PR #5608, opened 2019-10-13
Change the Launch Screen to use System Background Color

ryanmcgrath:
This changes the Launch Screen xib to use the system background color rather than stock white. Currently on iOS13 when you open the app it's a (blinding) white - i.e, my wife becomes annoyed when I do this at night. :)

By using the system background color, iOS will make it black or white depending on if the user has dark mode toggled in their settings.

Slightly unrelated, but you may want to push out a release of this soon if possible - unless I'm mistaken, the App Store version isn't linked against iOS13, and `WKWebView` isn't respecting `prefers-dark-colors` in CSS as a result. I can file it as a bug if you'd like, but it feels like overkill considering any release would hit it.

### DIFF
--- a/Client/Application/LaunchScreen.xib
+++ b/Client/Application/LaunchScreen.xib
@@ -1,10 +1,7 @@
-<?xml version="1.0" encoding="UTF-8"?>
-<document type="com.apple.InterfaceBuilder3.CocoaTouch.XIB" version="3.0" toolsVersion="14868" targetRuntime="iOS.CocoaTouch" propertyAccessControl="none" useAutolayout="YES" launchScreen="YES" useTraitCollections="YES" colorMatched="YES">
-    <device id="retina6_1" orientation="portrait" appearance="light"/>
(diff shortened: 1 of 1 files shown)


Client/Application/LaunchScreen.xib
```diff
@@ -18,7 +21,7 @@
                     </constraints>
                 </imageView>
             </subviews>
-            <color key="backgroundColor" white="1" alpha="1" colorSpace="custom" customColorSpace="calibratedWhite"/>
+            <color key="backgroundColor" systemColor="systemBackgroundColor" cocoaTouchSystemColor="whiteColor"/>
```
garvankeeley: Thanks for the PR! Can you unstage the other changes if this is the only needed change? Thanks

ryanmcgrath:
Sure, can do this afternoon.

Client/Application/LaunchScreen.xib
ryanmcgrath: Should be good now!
* * *
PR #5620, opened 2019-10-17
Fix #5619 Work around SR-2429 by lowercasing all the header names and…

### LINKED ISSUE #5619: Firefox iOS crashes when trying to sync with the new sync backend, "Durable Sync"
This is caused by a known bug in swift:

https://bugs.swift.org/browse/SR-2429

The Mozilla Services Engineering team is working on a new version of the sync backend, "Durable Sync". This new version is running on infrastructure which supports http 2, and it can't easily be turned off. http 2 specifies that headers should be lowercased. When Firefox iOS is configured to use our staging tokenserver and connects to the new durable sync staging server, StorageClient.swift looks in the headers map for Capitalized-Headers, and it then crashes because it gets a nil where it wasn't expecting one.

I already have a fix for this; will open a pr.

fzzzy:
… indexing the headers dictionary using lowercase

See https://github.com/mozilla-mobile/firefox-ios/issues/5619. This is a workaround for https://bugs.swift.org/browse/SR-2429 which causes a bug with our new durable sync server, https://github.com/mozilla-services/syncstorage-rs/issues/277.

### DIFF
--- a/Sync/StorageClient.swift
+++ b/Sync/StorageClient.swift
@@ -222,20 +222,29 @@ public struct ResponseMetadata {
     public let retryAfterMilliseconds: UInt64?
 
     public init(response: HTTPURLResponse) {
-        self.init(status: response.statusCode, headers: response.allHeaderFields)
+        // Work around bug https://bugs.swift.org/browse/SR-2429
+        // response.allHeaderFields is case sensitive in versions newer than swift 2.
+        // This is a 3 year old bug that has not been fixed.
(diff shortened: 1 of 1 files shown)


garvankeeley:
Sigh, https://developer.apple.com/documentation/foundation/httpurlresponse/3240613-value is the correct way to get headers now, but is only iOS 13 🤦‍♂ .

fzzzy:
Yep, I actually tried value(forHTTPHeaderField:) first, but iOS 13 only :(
* * *
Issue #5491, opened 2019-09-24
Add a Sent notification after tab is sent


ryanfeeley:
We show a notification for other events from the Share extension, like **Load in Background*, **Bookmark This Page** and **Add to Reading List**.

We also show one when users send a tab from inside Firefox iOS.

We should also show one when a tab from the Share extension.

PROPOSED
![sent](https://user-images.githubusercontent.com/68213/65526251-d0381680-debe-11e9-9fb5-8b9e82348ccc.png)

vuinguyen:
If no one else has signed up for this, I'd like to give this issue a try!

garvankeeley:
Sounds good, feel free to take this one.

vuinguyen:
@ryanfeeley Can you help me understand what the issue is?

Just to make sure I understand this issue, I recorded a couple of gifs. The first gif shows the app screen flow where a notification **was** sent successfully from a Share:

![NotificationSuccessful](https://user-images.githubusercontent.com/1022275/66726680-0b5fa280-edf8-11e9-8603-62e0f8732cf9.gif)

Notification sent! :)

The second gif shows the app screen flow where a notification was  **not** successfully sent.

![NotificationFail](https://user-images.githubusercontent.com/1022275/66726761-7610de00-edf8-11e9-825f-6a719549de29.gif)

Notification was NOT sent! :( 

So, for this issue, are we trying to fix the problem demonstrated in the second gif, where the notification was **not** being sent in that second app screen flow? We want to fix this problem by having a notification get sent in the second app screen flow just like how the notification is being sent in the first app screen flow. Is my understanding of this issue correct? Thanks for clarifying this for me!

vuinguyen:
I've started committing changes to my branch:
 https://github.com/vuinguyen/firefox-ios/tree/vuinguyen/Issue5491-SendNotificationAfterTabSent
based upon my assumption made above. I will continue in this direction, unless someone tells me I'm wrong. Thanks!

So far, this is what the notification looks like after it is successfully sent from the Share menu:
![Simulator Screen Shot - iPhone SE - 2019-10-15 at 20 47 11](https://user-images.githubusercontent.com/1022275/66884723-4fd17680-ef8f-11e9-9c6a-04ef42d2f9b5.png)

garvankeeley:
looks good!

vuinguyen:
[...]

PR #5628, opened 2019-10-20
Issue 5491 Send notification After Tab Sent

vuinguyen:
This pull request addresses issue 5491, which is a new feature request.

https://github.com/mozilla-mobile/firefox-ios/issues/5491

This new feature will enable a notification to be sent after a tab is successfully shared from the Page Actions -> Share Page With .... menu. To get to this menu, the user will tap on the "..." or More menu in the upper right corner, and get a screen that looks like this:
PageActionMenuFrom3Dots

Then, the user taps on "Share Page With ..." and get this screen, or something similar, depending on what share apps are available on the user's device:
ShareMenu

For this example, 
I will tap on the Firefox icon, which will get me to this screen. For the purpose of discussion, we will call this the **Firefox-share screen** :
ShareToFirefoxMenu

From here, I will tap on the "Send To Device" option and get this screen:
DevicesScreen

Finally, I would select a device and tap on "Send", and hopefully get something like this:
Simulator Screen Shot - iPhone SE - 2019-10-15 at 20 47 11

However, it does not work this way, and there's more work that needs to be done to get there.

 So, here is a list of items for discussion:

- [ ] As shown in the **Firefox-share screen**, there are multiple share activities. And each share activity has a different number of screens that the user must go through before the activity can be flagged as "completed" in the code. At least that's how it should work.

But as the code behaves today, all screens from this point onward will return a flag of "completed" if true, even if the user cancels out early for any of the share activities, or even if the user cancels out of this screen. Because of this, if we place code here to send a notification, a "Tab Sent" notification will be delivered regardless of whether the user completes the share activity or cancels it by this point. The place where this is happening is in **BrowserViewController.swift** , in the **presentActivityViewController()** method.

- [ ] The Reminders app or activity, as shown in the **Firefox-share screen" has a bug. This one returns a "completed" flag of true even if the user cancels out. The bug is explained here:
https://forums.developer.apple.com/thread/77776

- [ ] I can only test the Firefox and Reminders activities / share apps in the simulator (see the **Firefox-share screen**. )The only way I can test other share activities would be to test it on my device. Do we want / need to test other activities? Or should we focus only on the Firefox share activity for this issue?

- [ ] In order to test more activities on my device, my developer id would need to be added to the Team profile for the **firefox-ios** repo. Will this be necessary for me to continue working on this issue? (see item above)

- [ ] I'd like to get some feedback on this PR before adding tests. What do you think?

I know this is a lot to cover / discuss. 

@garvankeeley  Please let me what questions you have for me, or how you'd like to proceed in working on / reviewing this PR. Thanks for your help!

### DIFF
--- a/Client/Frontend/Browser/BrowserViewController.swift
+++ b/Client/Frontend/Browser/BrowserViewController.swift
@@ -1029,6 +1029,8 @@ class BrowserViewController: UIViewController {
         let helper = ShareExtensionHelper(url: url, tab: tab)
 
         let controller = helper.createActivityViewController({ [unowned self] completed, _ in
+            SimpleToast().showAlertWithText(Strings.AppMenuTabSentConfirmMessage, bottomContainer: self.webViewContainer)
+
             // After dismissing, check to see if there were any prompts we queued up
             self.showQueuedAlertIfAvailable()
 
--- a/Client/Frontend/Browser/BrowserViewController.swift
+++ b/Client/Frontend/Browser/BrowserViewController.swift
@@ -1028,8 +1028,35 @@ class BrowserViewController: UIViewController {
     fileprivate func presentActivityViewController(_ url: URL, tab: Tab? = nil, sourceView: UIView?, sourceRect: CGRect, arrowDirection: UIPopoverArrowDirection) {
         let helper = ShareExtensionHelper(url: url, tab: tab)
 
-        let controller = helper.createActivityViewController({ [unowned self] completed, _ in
* * *
== WORK ORDER ==
Which lines of the data contain the string "developer"? Copy each of them.

== TASK ANSWER ==
Sigh, https://developer.apple.com/documentation/foundation/httpurlresponse/3240613-value is the correct way to get headers now, but is only iOS 13 🤦‍♂ .
https://forums.developer.apple.com/thread/77776
- [ ] In order to test more activities on my device, my developer id would need to be added to the Team profile for the **firefox-ios** repo. Will this be necessary for me to continue working on this issue? (see item above)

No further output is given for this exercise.